Nelly Pitteloud, cheffe du service d’endocrinologie au Centre hospitalier universitaire vaudois (CHUV) a présenté jeudi l’étude menée en collaboration avec l’Inserm et qui est porteuse d’espoir pour les personnes porteuses de trisomie 21.
Nelly Pitteloud, cheffe du service d’endocrinologie au Centre hospitalier universitaire vaudois (CHUV) a présenté jeudi l’étude menée en collaboration avec l’Inserm et qui est porteuse d’espoir pour les personnes porteuses de trisomie 21. (AFP)
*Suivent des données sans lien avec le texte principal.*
PR #2183, opened 2023-05-08
remove haptics from tabs.

intergalacticspacehighway:
# Why
On android, it's kinda annoying. It vibrates.

### DIFF
--- a/packages/app/navigation/bottom-tab-bar.tsx
+++ b/packages/app/navigation/bottom-tab-bar.tsx
@@ -8,7 +8,6 @@ import Animated, {
   useDerivedValue,
 } from "react-native-reanimated";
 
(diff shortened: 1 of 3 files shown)


alantoa (approved):
LGTM 😆

hirbod:
On iOS it was kinda neat though :D
But yeah, we can remove it.

hirbod (approved):

intergalacticspacehighway:
> On iOS it was kinda neat though :D

I think haptics should be used for some rewarding actions. Feels weird when it happens on tab presses. But let me know if you think otherwise.

hirbod:
No, I absolutely agree. Showtime was the first app I used that had these interactions on Tabs, I liked it but I totally think you're right. For example, liking with a heart could trigger a Haptic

Un espoir pour les personnes porteuses de trisomie 21 : une thérapie, testée sur un petit nombre de patients, a amélioré certaines de leurs fonctions cognitives, des résultats jugés « prometteurs » qui doivent encore être confirmés. « L’expérience est très satisfaisante, même si on reste prudents », a résumé Nelly Pitteloud, cheffe du service d’endocrinologie au Centre hospitalier universitaire vaudois (CHUV), en présentant à la presse l’étude publiée jeudi dans Science.

Son hôpital situé à Lausanne, en Suisse, a collaboré avec une équipe de l’Inserm (au sein du laboratoire Lille neuroscience et cognition) pour tester l’efficacité d’une thérapie fondée sur l’injection de l’hormone GnRH à des patients porteurs de trisomie 21, l’une des anomalies chromosomiques les plus fréquentes.

Des résultats sur la souris trisomique

De récentes découvertes ont en effet suggéré que les neurones exprimant l’hormone GnRH (Gonadotropin-Releasing Hormone), connus pour réguler la reproduction via l’hypothalamus, auraient aussi une action sur les fonctions cognitives (mémoire, langage, raisonnement, apprentissage, résolution de problèmes…). « On s’est demandé si cette hormone pouvait jouer un rôle dans la mise en place des symptômes présents chez les porteurs de trisomie 21 », a expliqué Vincent Prévot, directeur de recherche à l’Inserm.

Sur des souris, le laboratoire a établi que cinq brins de micro-ARN régulant la production de cette hormone et présents sur le chromosome 21 étaient dérégulés. Les scientifiques sont parvenus à démontrer que les déficiences cognitives et olfactives progressives de ces souris étaient étroitement liées à une sécrétion de GnRH dysfonctionnelle. Ils ont ensuite prouvé que la remise en fonction d’un système GnRH normal permettait de restaurer les fonctions cognitives et olfactives chez la souris trisomique.

Enthousiasmée par ces résultats, l’équipe de Nelly Pitteloud a pris le relais. Un essai clinique pilote a été mené sur sept hommes porteurs de trisomie 21, âgés de 20 à 50 ans, entre octobre 2020 et mai 2022. Les patients ont reçu une dose de GnRH toutes les deux heures en sous-cutané pendant 6 mois, via une pompe sur le bras.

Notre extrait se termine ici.